- [MATERIAL SUPPLIED]:
PR #1659, opened 2019-02-01
fix: article topics size & layout

nathggns:
Because padding was used to correct the location of text within the article topic, it meant the topic ended up being significantly taller than it should be. This corrects for that by using relative positioning. 

screen shot 2019-02-01 at 17 28 32

screen shot 2019-02-11 at 10 27 54

### DIFF
--- a/packages/article-topics/src/styles/shared.js
+++ b/packages/article-topics/src/styles/shared.js
@@ -6,10 +6,10 @@ const styles = {
     borderColor: colours.functional.keyline,
     borderRadius: 2,
     borderWidth: 1,
-    paddingBottom: 10,
+    paddingBottom: spacing(2),
     paddingLeft: spacing(3),
     paddingRight: spacing(3),
-    paddingTop: 10
+    paddingTop: spacing(2)
   },
   spacer: {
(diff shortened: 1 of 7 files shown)


packages/article-topics/src/styles/shared.js
```diff
@@ -6,10 +6,10 @@ const styles = {
     borderColor: colours.functional.keyline,
     borderRadius: 2,
     borderWidth: 1,
-    paddingBottom: 12,
+    paddingBottom: 10,
     paddingLeft: spacing(3),
     paddingRight: spacing(3),
-    paddingTop: 12
+    paddingTop: 10
```
jimhunty: not using `spacing`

- [WHAT THIS TASK INVOLVES]: The answer must be the line containing "fix: article topics size & layout" and every line after it to the end of the records, repeated exactly.

- [EXERCISE SOLUTION]:
fix: article topics size & layout

nathggns:
Because padding was used to correct the location of text within the article topic, it meant the topic ended up being significantly taller than it should be. This corrects for that by using relative positioning. 

screen shot 2019-02-01 at 17 28 32

screen shot 2019-02-11 at 10 27 54

### DIFF
--- a/packages/article-topics/src/styles/shared.js
+++ b/packages/article-topics/src/styles/shared.js
@@ -6,10 +6,10 @@ const styles = {
     borderColor: colours.functional.keyline,
     borderRadius: 2,
     borderWidth: 1,
-    paddingBottom: 10,
+    paddingBottom: spacing(2),
     paddingLeft: spacing(3),
     paddingRight: spacing(3),
-    paddingTop: 10
+    paddingTop: spacing(2)
   },
   spacer: {
(diff shortened: 1 of 7 files shown)


packages/article-topics/src/styles/shared.js
```diff
@@ -6,10 +6,10 @@ const styles = {
     borderColor: colours.functional.keyline,
     borderRadius: 2,
     borderWidth: 1,
-    paddingBottom: 12,
+    paddingBottom: 10,
     paddingLeft: spacing(3),
     paddingRight: spacing(3),
-    paddingTop: 12
+    paddingTop: 10
```
jimhunty: not using `spacing`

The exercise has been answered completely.